摘要

Functional neuroimaging is widely used to examine changes in brain function associated with age, gender or neuropsychiatric conditions. FMRI (functional magnetic resonance imaging) studies employ either laboratory-designed tasks that engage the brain with abstracted and repeated stimuli, or resting state paradigms with little behavioral constraint. Recently, novel neuroimaging paradigms using naturalistic stimuli are gaining increasing attraction, as they offer an ecologically-valid condition to approximate brain function in real life. Wider application of naturalistic paradigms in exploring individual differences in brain function, however, awaits further advances in statistical methods for modeling dynamic and complex dataset.
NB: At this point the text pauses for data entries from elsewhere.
PR #21, opened 2024-11-04
Feature/descw 2625 naad2 pod

mhaswell-bcgov:


src/Database.php
```diff
@@ -71,11 +71,7 @@ protected function getEntityManager(): EntityManager
     protected function persistAlert(
         Alert $alert
     ): string {
-        try {
-            $this->entityManager->persist($alert);
-        } catch ( UniqueConstraintViolationException $e ) {
-            $this->entityManager = $this->getEntityManager();
-        }
+        $this->entityManager->persist($alert);
```
robrien-bcgov, line 74: how come the try-catch block is removed? is there something about having two deploys that makes it unnecessary?

docker-compose.yaml
```diff
@@ -43,6 +43,7 @@ services:
       MARIADB_SERVICE_PORT: 3306
       NAAD_NAME: NAAD-1
       NAAD_URL: streaming1.naad-adna.pelmorex.com
+      NAAD_REPO_URL: capcp1.naad-adna.pelmorex.com
```
robrien-bcgov, line 46: does docker-compose still work this way? (i'm guessing it just runs one naad-app container at a time)

deployments/kustomize/base/app/job.yaml
```diff
@@ -11,10 +11,6 @@ spec:
           image: bcgovgdx/naad-app
           imagePullPolicy: IfNotPresent
           envFrom:
```
robrien-bcgov, line 13: I'm guessing the database migration doesn't actually need the naad-config and naad-secrets to work. good cleanup

deployments/kustomize/base/app/kustomization.yaml
```diff
@@ -2,17 +2,27 @@ apiVersion: kustomize.config.k8s.io/v1beta1
...
     literals:
     - NAAD_NAME=NAAD-1
     - NAAD_URL=streaming1.naad-adna.pelmorex.com
+    - NAAD_REPO_URL=capcp1.naad-adna.pelmorex.com
+  - name: naad2-config
+    literals:
+    - NAAD_NAME=NAAD-2
+    - NAAD_URL=streaming2.naad-adna.pelmorex.com
+    - NAAD_REPO_URL=capcp2.naad-adna.pelmorex.com
+  - name: naad-shared-config
```
robrien-bcgov, line 24: ok this makes sense

robrien-bcgov (approved):
It seems like this would work normally.

The docker-compose shouldn't need to run a 2nd container for the naad-app, so it makes sense to me just to point it at the 1st container

deployments/kustomize/base/app/deployment.yaml
```diff
@@ -1,9 +1,9 @@
 kind: Deployment
 apiVersion: apps/v1
 metadata:
-  name: naad-socket
+  name: naad-socket-1
```
ShawnTurple, line 4: are you sure this is best practice to add the -1 -2, i suspect kubernetes has a better way of doing this, i believe notify does something similar

deployments/kustomize/base/app/kustomization.yaml
```diff
@@ -2,17 +2,27 @@ apiVersion: kustomize.config.k8s.io/v1beta1
 kind: Kustomization
 resources:
 - deployment.yaml
+- deployment2.yaml
```
ShawnTurple, line 5: why wouldn't you just add this to the deployment, and use the same config, and just have different env variables

src/Database.php
mhaswell-bcgov: It was moved from being around `persist()` to being around `flush()` because the exception only actually occurs from the call to `flush()`, so it wasn't being caught properly before.

docker-compose.yaml
mhaswell-bcgov: Yeah it still works. Just spawns the one pod instead of 2.

deployments/kustomize/base/app/job.yaml
mhaswell-bcgov: Yeah it only actually needs the database config because it never runs the actual application, just the database migration.

deployments/kustomize/base/app/deployment.yaml
mhaswell-bcgov: Not sure but the pods end up being named pretty clearly which I like:
```
NAME                             READY   STATUS      RESTARTS       AGE
naad-socket-1-644cb589f7-jx6vj   1/1     Running     70 (11m ago)   3d1h
naad-socket-2-69955dc986-tq58d   1/1     Running     64 (78m ago)   3d1h
```

deployments/kustomize/base/app/kustomization.yaml
mhaswell-bcgov: I'm not sure how to make 2 pods spawn from the one deployment and have them use different configMaps to set the env variables. Open to suggestions so we're doing less duplication.

ShawnTurple: you have 2 deployments in the deployments.yaml, and both use the same config map, however one uses one set of env, and the other uses the 2nd set

mhaswell-bcgov: I think that's what's happening now except they're split into 2 files. The env variables that are different between 1 and 2 come from two different config maps and the env variables that are the shared come from one shared config map.

PR #22, opened 2024-11-14
DESCW-2704 remove rss tests and tweak test output

robrien-bcgov:
- remove NaadRSSClient class
- remove get_rss module that uses it
- Remove rss tests 
- update phpunit to v11
- and tweak test output format with `--testdox` option
recommended in https://phpunit.de/getting-started/phpunit-11.html
image


composer.json
```diff
@@ -33,7 +33,7 @@
             "vendor/bin/phpcbf ./src"
         ],
         "test": [
-            "vendor/bin/phpunit ./tests"
+            "vendor/bin/phpunit --testdox ./tests"
```
mhaswell-bcgov, line 36: I like this. More descriptive than just the dots it usually shows.

mhaswell-bcgov (changes requested):
There are a few more files that can be deleted: `src/get_rss.php` and `src/NaadRssClient.php`.

composer.json
robrien-bcgov: i like it too.

this pr is just for the test though - I was planning to remove the other rss stuff in the next pr.

lately i'm into smal prs with one theme

robrien-bcgov: i like it too.

this pr is just for the test though - I was planning to remove the other rss stuff in the next pr.

lately i'm into smal prs with one theme

mhaswell-bcgov (approved):

composer.json
mhaswell-bcgov: Small PRs are ok but we don't have a way to indicate that the PR doesn't cover the whole ticket. Not sure how we can do that but it would be helpful for reviewers.

robrien-bcgov: yeah good point. I guess the best I can do is make a comment in the pr description saying "this is just for X, the rest of the changes are coming in another PR" or something like that

PR #23, opened 2024-11-15
Feature/descw 2739 refactor passing environment variables to php

robrien-bcgov:
This small pr will refactor Dockerfile to avoid using a password.

It leverages a secret mount, and extracts that password from your local .env file

This pr also includes updated Docker build/run instructions in the README

Lastly, The scripts which build the image and run it (composer.json) have been altered to work properly. They provide a simple way to build an image and run it:

```bash
#build only
composer build

#build and start the app (docker compose handles the 'swarm' of running containers)
composer start
```

PS. this is just the first requirement of the ticket, and that is why i'm doing a PR onto a feature branch, with more small PRs to follow.


Dockerfile
```diff
@@ -1,29 +1,51 @@
...
-COPY ./ /var/www/html/
-COPY ./entrypoint.sh /home/
-RUN touch $LOG_FILE_PATH && chown 1001 $LOG_FILE_PATH
+# Set environment variables
+ENV NAAD_NAME=NAAD-1 \
+NAAD_URL=streaming1.naad-adna.pelmorex.com \
+DESTINATION_URL=https://localhost/wp-json/naad/v1/alert \
+DESTINATION_USER=naadbot \
+LOG_FILE_PATH="/var/www/html/naad-socket.log" \
+DATABASE_NAME="naad_connector"
```
mhaswell-bcgov, line 20: Sorry I thought I had already deleted these in a previous commit but I didn't. It should be possible to delete all of these except `LOG_FILE_PATH` and allow these values come from `docker-compose.yaml`/`.env` or the `kustomization.yaml` files depending on environment.

composer.json
```diff
@@ -20,11 +20,14 @@
     },
     "scripts": {
         "build": [
-            "docker build -t naad-app ."
+            "docker build --secret id=destination_password,src=.env -t bcgovgdx/naad-app ."
```
mhaswell-bcgov, line 23: Don't think we need this if we remove it from the Dockerfile.

mhaswell-bcgov (changes requested):
I think we can remove most of the env variables from the Dockerfile and then we won't have to use the `--secret` flag in the build command.

composer.json
robrien-bcgov: it has to be in the dockerfile as a secret mount (it extracts the password from your .env file inside the container)

```dockerfile
# Use Docker secret extracted from your .env file.
RUN --mount=type=secret,id=destination_password \
  destination_password=$(cat /run/secrets/destination_password) && \
  echo "destination_password=$destination_password" > /var/www/html/.env
 ```

Dockerfile
robrien-bcgov: Good idea. I'll play around with this on Monday

composer.json
robrien-bcgov: my `docker compose` only uses the image, but doesn't build it, so this is necessary for the docker compose deploy, I think

The kubernetes deploy probably doesn't need it though - I'll test that on Monday

PR #24, opened 2024-11-15
Refactored NaadSocketClient:

mhaswell-bcgov:
- Moved socket connection logic to new NaadSocketConnection class
    - Moved fetching of missed alerts from NAAD alert repository to NaadRepositoryClient class Refactored CustomLogger to extend Monolog/Logger to allow us to create test double Refactored NaadSocketClientTest to test only the public function handleResponse() instead of using reflection class to test internal functions Updated phpunit.xml to correctly configure phpunit to run code coverage reports Added test-coverage command to composer.json
Fixed issues with app deployments missing the database name env variable (was renamed from DATABASE_NAME to MARIADB_DATABASE so it could be reused between all pods)

Note: we'll still need to update the NaadSocketClient unit tests as they don't have full coverage and are not testing interactions with the test doubles.


src/NaadSocketClient.php
```diff
@@ -43,143 +35,40 @@ class NaadSocketClient
...
+     *                                                NaadRepositoryClient.
      */
     public function __construct(
         string $name,
-        string $socketUrl,
         DestinationClient $destinationClient,
         Logger $logger,
         Database $database,
-        int $port = 8080,
+        NaadRepositoryClient $repositoryClient = null
```
ShawnTurple, line 65: i'm guessing you can't use the default as a new NaadRepositoryClient(), as this would save you a little on line 71

src/NaadSocketConnection.php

Here, we developed a novel data-driven strategy that employs group sparse representation to assess gender differences in brain responses during naturalistic emotional experience. Comparing to independent component analysis (ICA), sparse coding algorithm considers the intrinsic sparsity of neural coding and thus could be more suitable in modeling dynamic whole-brain fMRI signals. An online dictionary learning and sparse coding algorithm was applied to the aggregated fMRI signals from both groups, which was subsequently factorized into a common time series signal dictionary matrix and the associated weight coefficient matrix. Our results demonstrate that group sparse representation can effectively identify gender differences in functional brain network during natural viewing, with improved sensitivity and reliability over ICA-based method. Group sparse representation hence offers a superior data-driven strategy for examining brain function during naturalistic conditions, with great potential for clinical application in neuropsychiatric disorders.